I quickly make the currency conversion in my head. “That's a thousand Canadian dollars! A thousand dollars to keep a dog?”

“Does Canada government mind if you keep dogs in the house?”

“No,” I reply. “The Canadian government doesn't mind.”

It's time to go back to school. I remember to use the washroom at Miranda's, with its sit-down toilet, before we leave. I inspected the school's toilets between classes and discovered that public toilets in China are exactly that — public. It wasn't the stench or the open trough running under all the stalls or the water barrel and scoop for flushing or even the used maxi-pads piled in the corners of the cubicles that had turned me off. It was the complete lack of doors. There was no door on the entry to the washroom and no door on any of the stalls. People walking down the hall can see into the first two stalls, and anyone strolling into the washroom can see into the third. The thought of one of my students coming in and exclaiming, “Hello, Miss Dionne!” while I am squatting over the toilet, possibly startling me off balance and into the sludge, doesn't really appeal to me. I've decided that the school bathroom will be a place to go only in emergencies. Only when it is not recess and the students are safely in their classes. That way, only the people in the office building next door will be able to peer down through the open windows and see.

On Tuesdays and Thursdays I have ten minutes to go from my last class at Number 1 School to my first class at Number 2 School. The schools are too close to merit a taxi ride, but not quite close enough to walk in that time, so the teaching centre has bought me a bicycle. The thought of navigating a bike through Guangzhou traffic makes my stomach ache, but I have little choice.

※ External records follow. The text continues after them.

PR #1316, opened 2024-04-12
fix: multiple FLOX_ENV_LIB_DIRS support for ld-floxlib.so

limeytexan:
## Proposed Changes

The code to parse multiple FLOX_ENV lib directories was mutating the FLOX_ENV_LIB_DIRS environment and consequently breaking its ability to locate libraries in all but the first library on the list.

This patch updates the code to first make a copy of the environment variable, then split that new string into tokens as it populates a new array of pointers. To make the code as efficient as possible the string and array data are maintained in static fixed-length buffers, so we correspondingly make best efforts not to overflow those buffers in the process.

## Release Notes

- fixed bug affecting ability to load dynamic shared libraries from layered environment activations

### DIFF
--- a/pkgdb/src/ld-floxlib.c
+++ b/pkgdb/src/ld-floxlib.c
@@ -56,9 +56,22 @@ __asm__( ".symver strtok,strtok@GLIBC_2.2.5" );
 // Punt .. just go with default symbol bindings and hope for the best.
 #endif
 
-static int  audit_ld_floxlib = -1;
-static int  debug_ld_floxlib = -1;
-static char name_buf[PATH_MAX];
+// Define the maximum number of directories that can be specified in
+// the FLOX_ENV_LIB_DIRS environment variable. This is a somewhat
+// arbitrary limit, but it should be more than enough for most cases.
+#define FLOX_ENV_LIB_DIRS_MAXENTRIES 256
+
+// Define the maximum length of a directory path in the FLOX_ENV_LIB_DIRS
+// environment variable. This is also somewhat arbitrary, but it should
+// be more than enough for most cases.
+#define FLOX_ENV_LIB_DIRS_MAXLEN PATH_MAX
+
+static int    audit_ld_floxlib = -1;
+static int    debug_ld_floxlib = -1;
+static char   name_buf[PATH_MAX];
+static int    flox_env_lib_dirs_count = -1;
+static char   flox_env_lib_dirs_buf[FLOX_ENV_LIB_DIRS_MAXLEN];
+static char * flox_env_lib_dirs[FLOX_ENV_LIB_DIRS_MAXENTRIES];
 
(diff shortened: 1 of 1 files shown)


pkgdb/src/ld-floxlib.c
```diff
@@ -97,54 +110,110 @@ la_objsearch( const char * name, uintptr_t * cookie, unsigned int flag )
...
+              if ( flox_env_lib_dirs_env != NULL )
                 {
-                  (void) snprintf( name_buf,
-                                   sizeof( name_buf ),
-                                   "%s/%s",
-                                   flox_env_library_dir,
-                                   basename );
-                  if ( debug_ld_floxlib )
+                  if ( sizeof( flox_env_lib_dirs_env )
+                       > FLOX_ENV_LIB_DIRS_MAXLEN )
```
tomberek, line 129:
```suggestion
                       >= FLOX_ENV_LIB_DIRS_MAXLEN )
```
For the weird case of of them being equal, there is no terminating `\0` written.

tomberek (changes requested):
I like how this separates the logic from the parsing.

limeytexan:
Chatted with @mkenigs that we need to add a test for this before merging. Will endeavour to do that next week at some point.

pkgdb/src/ld-floxlib.c
```diff
@@ -97,54 +110,110 @@ la_objsearch( const char * name, uintptr_t * cookie, unsigned int flag )
...
+                                 "%s/%s",
+                                 flox_env_lib_dirs[i],
+                                 basename );
+                if ( debug_ld_floxlib )
+                  {
+                    fprintf( stderr,
+                             "DEBUG: la_objsearch() checking: %s\n",
+                             name_buf );
+                  }
+                fd = open( name_buf, O_RDONLY );
```
billlevine, line 197: Not sure if it matters in this context, but `access(name_buf, F_OK)` would check for existence without checking any permissions.  I could potentially see a difference in behavior where the file existed, but without read permissions.  Failing to _find_ the file here could be confusing, rather than allowing it to be found and report permissions issues later in the load.  I'm unsure of the preferred behavior, but thought I'd mention it.

limeytexan: Good question?!? We're operating here in the context of a callback performed by `rtld`, and if we are unable to open the file then I'm not sure there's really any point serving it up as a potential match. Moreover, if we serve up a file that we cannot open then that will stop the search prematurely, potentially before finding an alternative match later in the FLOX_ENV_LIB_DIRS search path. On that basis I'd keep this as an `open()` - @billlevine does that make sense to you?

billlevine: Yep, sure does.

tomberek (approved):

At 12:55, I sprint from my class at Number 1 School. I dash down the stairs, across the schoolyard, out the gates, and around the corner to the bike stand. As I hustle toward the stand, the old man who watches over the bikes gets up from his chair, grinning. He has been waiting for me. Miranda, who went ahead ten minutes early, must have warned him a flustered foreigner was on her way. Six minutes have eaten into my ten, and the clock is ticking. The bike man helps me untangle my bike from the others, shows me how to unlock it, and lifts it onto the street for me, smiling and gently laughing. Then he releases the kickstand for me when it is obvious I haven't a clue how to release a Chinese kickstand. I shout, “
Xie-xie
!” — Thanks! — as I jump on the bike and push my weight into the pedals.